I refer to the vectorization $\mathrm{vec}$ of a matrix $A\in\mathbb{R}^{n\times n}$ as the vector in $\mathbb{R}^{n^2}$ with the columns of $A$ stacked one on top of each other.
I have a function $g(x,A) = (A^T\otimes CA)x$, for a fixed matrix $C\in\mathbb{R}^{n\times n}$, and with $x\in\mathbb{R}^{n^2}$. I want to compute the derivative of $g(x,A)$ with respect to $\mathrm{vec}(A)$. I expect this to be a matrix of size $n^2\times n^2$ of course.

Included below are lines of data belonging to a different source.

PR #1751, opened 2022-11-22
solution

lefteris-L:


src/transformState.js
```diff
@@ -5,7 +5,31 @@
  * @param {Object[]} actions
  */
 function transformState(state, actions) {
-  // write code here
+  for (const action of actions) {
+    switch (action.type) {
+      case 'addProperties':
+        for (const key in action.extraData) {
+          state[key] = action.extraData[key];
+        }
```
CharAnagn, line 13: You could use Object.assign() for less code

CharAnagn (approved):
LGTM 👍 💯

src/transformState.js
lefteris-L: Didn't think of that. How about this? `state = { ...state, ...action.extraData };`

CharAnagn: I also did it this way at first, but i believe there was an error that said we shouldn't modify the originial state like that. The same when at the case 'clear' I tried state = { }, instead of deleting a key one by one, but it wasn't correct.

lefteris-L: Yeah, even when state is `let ` it doesn't seem to work

mgrinko (approved):

PR #1753, opened 2022-11-23
solution

Lun4trick:


src/transformState.js
```diff
@@ -5,7 +5,25 @@
  * @param {Object[]} actions
  */
 function transformState(state, actions) {
-  // write code here
+  for (const action in actions) {
+    switch (actions[action].type) {
```
CharAnagn, line 9: You basically get the action from the loop, so you can access the type with only action.type and all the other instances that you used it.

CharAnagn (approved):
GG

src/transformState.js
```diff
@@ -5,7 +5,25 @@
...
+        break;
+
+      case 'removeProperties':
+        for (const removable in action.keysToRemove) {
+          delete state[action.keysToRemove[removable]];
+        }
+        break;
+
+      case 'clear':
+        Object.keys(state).forEach(key => delete state[key]);
```
mgrinko, line 21:
```suggestion
        Object.keys(state)
          .forEach(key => delete state[key]);
```

mgrinko (approved):

PR #1755, opened 2022-11-24
Finished task

JzSol:


Alireza-Mohammadhossein (commented):
Nice job!

meforoma (changes requested):
please use the `switch..case` construct for this task
the algorithm is fine, just move it inside `switch..case`

src/transformState.js
```diff
@@ -1,11 +1,33 @@
...
+"use strict";
 
 /**
  * @param {Object} state
  * @param {Object[]} actions
  */
+
 function transformState(state, actions) {
-  // write code here
+  for (const object of actions) {
```
naziamoff, line 9:
```suggestion
  for (const action of actions) {
```

naziamoff (approved):
🔥

meforoma (approved):

PR #1756, opened 2022-11-24
solution

grslckr:


meforoma (changes requested):
your entire algorithm is reasonable,
just one important thing - it's a common approach TO NOT mutate function inputs - state in this case.

Introduce a function variable that is an exact copy of the state and work with this function variable instead of mutating function input
`const stateCopy = { ...state }`

src/transformState.js
```diff
@@ -5,7 +5,27 @@
...
+
+      case 'removeProperties':
+        for (const key of action.keysToRemove) {
+          delete state[key];
+        }
+        break;
+
+      default:
+    }
+  }
```
meforoma, line 28: i believe you have to return a state?

meforoma (changes requested):
i think you need to return a state?
might be wrong.

meforoma (approved):

src/transformState.js
```diff
@@ -5,7 +5,27 @@
...
+        Object.assign(state, action.extraData);
+        break;
+
+      case 'removeProperties':
+        for (const key of action.keysToRemove) {
+          delete state[key];
+        }
+        break;
+
+      default:
```
meforoma, line 26: why leaving an empty `default:` case?
it would be reasonable to put here, say `clear` path:
```suggestion
      default:
        for (const key in state) {
          delete state[key];
        }
```

src/transformState.js
```diff
@@ -5,7 +5,27 @@
...
  */
 function transformState(state, actions) {
-  // write code here
+  for (const action of actions) {
+    switch (action.type) {
+      case 'clear':
+        for (const key in state) {
+          delete state[key];
+        }
+        break;
```
meforoma, line 14: if you include this in `default:` case, you won't need it here
```suggestion
```

meforoma (changes requested):
see the comment about the default case

grslckr:
> your entire algorithm is reasonable, just one important thing - it's a common approach TO NOT mutate function inputs - state in this case.
> 
> Introduce a function variable that is an exact copy of the state and work with this function variable instead of mutating function input `const stateCopy = { ...state }`

i changed default as you say but
do you mean a link of state? because tests are checking the state, not a value we return if i'm understanding right this code:
  expect(state)
    .toEqual({
      foo: 'bar', bar: 'foo', name: 'Jim', hello: 'world',
    });

meforoma (approved):
@grslckr you're right, this one expects mutating behaviour.
👍

PR #1758, opened 2022-11-24
solution

Alireza-Mohammadhossein:


src/transformState.js
```diff
@@ -5,7 +5,28 @@
...
+        Object.assign(state, action.extraData);
+        break;
+
+      case 'removeProperties':
+        for (const key of action.keysToRemove) {
+          delete state[key];
+        }
+        break;
+
+      case 'clear':
```
CharAnagn, line 20: You can set it as the default case

CharAnagn (approved):
🔥

meforoma (approved):

PR #1759, opened 2022-11-24
Solution

Rijo-J:


mmahfuzi (changes requested):
Great job! Just you need to return state at the end of your function :)

Rijo-J:
> Great job! Just you need to return state at the end of your function :)

Thank you!
It was on purpose, I was thinking the actual value is not needed for further functionalities imo, just to change  an exterior reference (which it does) but will do! 😁 👍

mmahfuzi:
> > Great job! Just you need to return state at the end of your function :)
>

If instead of one of the two $A$s I had a $B\in\mathbb{R}^{n\times n}$, I would know what to do since, for example for $h(x,A)=(A^T\otimes CB)x$ I know $$ g(x,A)=\mathrm{vec}(CB\mathrm{Mat}(x)A)=(I_n\otimes CB\mathrm{Mat}(x))\mathrm{vec}(A) $$ and hence the derivative is simply given by $(I_n\otimes CB\mathrm{Mat}(x))$. A similar reasoning applies when I fix the first $A$. Here by $\mathrm{Mat}$ I intend the opposite of $\mathrm{vec}$, i.e. $\mathrm{vec}(\mathrm{Mat}(x))=x$.
To differentiate the whole of $g(x,A)$ I would be tempted to sum these two contributions obtained rewriting $g(x,A)$ in two different and convenient ways. I have however the worry this is not correct.
How can I think about solving this problem?